PR #20709, opened 2025-08-12
chore(suite-native): auto eject e2e tests

### LINKED ISSUE #20683: E2E tests for view only by default

juriczech:
## Related Issue

Resolve https://github.com/trezor/trezor-suite/issues/20683

## Screenshots:

🔍🖥️ **Suite native android test results:** [View in Currents](https://app.currents.dev/projects/iUe1Y4/runs?branch=chore/native/eject-wallets-e2e&lookback=7)

### DIFF
--- a/suite-native/module-settings/src/components/EjectWallets/WalletRememberModeIconButton.tsx
+++ b/suite-native/module-settings/src/components/EjectWallets/WalletRememberModeIconButton.tsx
@@ -58,6 +58,7 @@ export const WalletRememberModeIconButton = ({ device }: { device: TrezorDevice 
                 onPress={handleEjectWallet}
                 colorScheme="tertiaryElevation1"
                 size="extraSmall"
+                testID={`@settings/eject-single-wallet/${device.features?.label}/${device.walletNumber ?? 0}`}
             />
         </Animated.View>
     );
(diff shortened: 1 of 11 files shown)


suite-native/module-settings/src/components/EjectWallets/WalletRememberModeIconButton.tsx
```diff
@@ -58,6 +58,7 @@ export const WalletRememberModeIconButton = ({ device }: { device: TrezorDevice
                 onPress={handleEjectWallet}
                 colorScheme="tertiaryElevation1"
                 size="extraSmall"
+                testID={`@settings/eject-single-wallet/${device.features?.label}/${device.walletNumber ?? 0}`}
```
matejkriz: Please don't use device label, better to use staticSessionId. Change it ideally in WalletRememberModeIconButton too. Device label is user input and can be sensitive.

PeKne (approved):
Apart from minor code style discrepancies (discussed already), I see no issue 👍.

suite-native/module-settings/src/components/EjectWallets/WalletRememberModeIconButton.tsx
juriczech: That's how it was even before this PR, but to the point - this wouldn't be exposed unless the user runs E2E tests which is not possible unless he would build an e2e tests android build and there would not be any of the users sensitive data. Other than that we just run this on the CI with mocked wallets.

Using staticSessionId would require more work as I would need to mock the staticSessionId for the device so that I have it available and can use it for selecting correct wallet for targeting. 

IMO, *if* the sensitivity of label is a concern, easiest solution will be to just keep the testId as `@settings/eject-single-wallet` as I test this with just one device without passphrase for now and we don't have to target specific wallet since there will be just one. I just left it as is in case we extend these tests in the future.

juriczech: Fixed and changed the testId to `@settings/eject-single-wallet`

PR #20716, opened 2025-08-12
fix(suite): force 1sat/vb for RBF

### LINKED ISSUE #20710: Force 1sat/vb for RBF
Lot of nodes does accept `minrelaytxfee` as `0.1 sat/vb`. But they forgot to lower the incremental fee (used for RBF).

Bcs of that we need to force `1 sat/vb` for RBF transactions, otherwise the RBF tx would not be propagated and it would be required to do the RBF of the former tx manually.

OriginalEveres:
Forces 1 sat/vb for RFB.

## Related Issue

Resolve https://github.com/trezor/trezor-suite/issues/20710

🔍🖥️ **Suite web test results:** [View in Currents](https://app.currents.dev/projects/Og0NOQ/runs?branch=fix/btc-rbf-for-min-1sat-per-vb&lookback=7)

🔍🖥️ **Suite desktop test results:** [View in Currents](https://app.currents.dev/projects/4ytF0E/runs?branch=fix/btc-rbf-for-min-1sat-per-vb&lookback=7)

### DIFF
--- a/packages/suite/src/hooks/wallet/useRbfForm.ts
+++ b/packages/suite/src/hooks/wallet/useRbfForm.ts
@@ -33,6 +33,8 @@ import { useCompose } from './form/useCompose';
 import { useFees } from './form/useFees';
 import { useBitcoinAmountUnit } from './useBitcoinAmountUnit';
 
+const MIN_FEE_RATE = 1; // minimum fee rate in sat/vB, introduced because nodes lowered min relay tx fee, but not incremental fee
+
 export type UseRbfProps = {
     selectedAccount: SelectedAccountLoaded;
     rbfParams: RbfTransactionParams;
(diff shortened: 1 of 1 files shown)


packages/suite/src/hooks/wallet/useRbfForm.ts
```diff
@@ -54,7 +56,7 @@ const getBitcoinFeeInfo = (info: FeeInfo, rbfParams: RbfTransactionParamsBitcoin
     return {
         ...feeInfo,
         levels,
-        minFee: new BigNumber(feeRate).plus(feeInfo.minFee).toNumber(), // increase required minFee rate
+        minFee: Math.max(new BigNumber(feeRate).plus(feeInfo.minFee).toNumber(), MIN_FEE_RATE),
```
Lemonexe, line 59: Nit: you could use `BigNumber.maximum` and then cast the final bignumber toNumber() but can be done later..

Lemonexe (approved):
LGTM.
vorks.
image

packages/suite/src/hooks/wallet/useRbfForm.ts
OriginalEveres: good to know, will improve later on

PR #20717, opened 2025-08-12
chore(suite-native): simplify PassphraseStackNavigator

mroz22:
iz diz same? @vojtatranta 

🔍🖥️ **Suite native android test results:** [View in Currents](https://app.currents.dev/projects/iUe1Y4/runs?branch=suite-native-passphrase-simplification&lookback=7)

### DIFF
--- a/suite-native/module-authorize-device/src/navigation/PassphraseStackNavigator.tsx
+++ b/suite-native/module-authorize-device/src/navigation/PassphraseStackNavigator.tsx
@@ -96,10 +96,18 @@ export const PassphraseStackNavigator = () => {
             )}
 
             {passphraseState === 'confirm-empty-passphrase' && (
-                <PassphraseStack.Screen
-                    name={AuthorizeDeviceStackRoutes.PassphraseEmptyWallet}
-                    component={PassphraseEmptyWalletScreen}
-                />
+                <>
+                    <PassphraseStack.Screen
+                        name={AuthorizeDeviceStackRoutes.PassphraseEmptyWallet}
+                        component={PassphraseEmptyWalletScreen}
+                    />
+                    {/* The PassphraseVerifyEmptyWallet screen is shown when user confirms they want to use an empty passphrase */}
+
+                    <PassphraseStack.Screen
+                        name={AuthorizeDeviceStackRoutes.PassphraseVerifyEmptyWallet}
+                        component={PassphraseVerifyEmptyWalletScreen}
+                    />
+                </>
             )}
 
             {passphraseState === 'passphrase-mismatch' && (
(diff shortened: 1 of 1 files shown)


vojtatranta:
I hope you made it the same.

The flow is slightly different on native, so I created a helper function for it.

suite-native/module-authorize-device/src/navigation/PassphraseStackNavigator.tsx
```diff
@@ -40,14 +40,6 @@ const determineNativePassphraseFlowState = (
...
     }
 
-    if (discovery.status === 'failed') {
-        return 'passphrase-redirecting';
-    }
-
-    if (discovery.status === 'complete') {
-        return 'passphrase-complete';
-    }
-
```
mroz22, line 50: these were never rendered but maybe it was intented render the "catch all route" for these cases?

mroz22:
I did split it into commits to make the changes easier to review. 
Also I added the [8a91555](https://github.com/trezor/trezor-suite/pull/20717/commits/8a915554703383dc63b8bdd75355284da030c94c) which I believe is what we want - router should only render one view, shoudln't it? In the previous implementation, it was not guaranteed on the level of rendering condition that there won't be two screens rendered at the same time

and linter found that there were indeed two screens rendered before https://github.com/trezor/trezor-suite/actions/runs/16934168294/job/47986831877?pr=20717#step:6:11  which of them was the intended one @vojtatranta ?

vojtatranta:
> I did split it into commits to make the changes easier to review. Also I added the [8a91555](https://github.com/trezor/trezor-suite/pull/20717/commits/8a915554703383dc63b8bdd75355284da030c94c) which I believe is what we want - router should only render one view, shoudln't it? In the previous implementation, it was not guaranteed on the level of rendering condition that there won't be two screens rendered at the same time
> 
> and linter found that there were indeed two screens rendered before https://github.com/trezor/trezor-suite/actions/runs/16934168294/job/47986831877?pr=20717#step:6:11 which of them was the intended one @vojtatranta ?

no, router doesnt need to have only one. IT can render multiple screens behind each other and the displayed one is one first in the order.

There are other stacks that render in the same way. I am not sure if there are some effetive differences when only was is rendered. Obviously, it can lose its state. BUt I guess that stack handles the rendering properly on its own. That's what it is there for.

mroz22:
what do you guys think? may I rebase and maybe squash it into a single commit? @matejkriz

suite-native/module-authorize-device/src/navigation/PassphraseStackNavigator.tsx
mroz22, line 50: these are not rendered at all but the fact is that these statement could have resulted into this component rendering nothing. was this the real intention? cc @vojtatranta

vojtatranta: You have to redirect from the component. So if it is empty, it throws an error. You shouldn't get to that state.

matejkriz (approved):
shipit

PR #20728, opened 2025-08-13
fix(suite): don't redirect back to provider when not necessary

### LINKED ISSUE #20670: Returning from sell partner causes infinite looping and redirect
**Describe the bug**
Returning from a sell partner results in infinite looping and redirecting back to the partner page instead of staying to the Suite.

https://github.com/user-attachments/assets/cc748476-84d6-4ae3-84b1-228dd200a31b

**Info:**
 - Suite version: web 25.9.0 (9791cc749df683648dcbf19bdc99de5e10e99301)
 - Browser: Mozilla/5.0 (X11; Linux x86_64) AppleWebKit/537.36 (KHTML, like Gecko) Chrome/139.0.0.0 Safari/537.36
 - OS: Linux x86_64
 - Screen: 2560x1440
 - Device: Trezor T3T1 2.9.0 universal (revision a09e6f04d4204607d821d9b742dcf7ffe9c4e2f5)
 - Transport: WebUsbTransport

matusbalascak:
## Description

This PR fixes an issue where user with a lot of tokens would be stuck in infinite redirect loop between the Suite and provider when selling tokens.

### Root cause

▶ YOUR OBJECTIVE
Count the lines of the data that hold the word "TrezorDevice". Report the count and nothing more.

▶ ANSWER BOX
2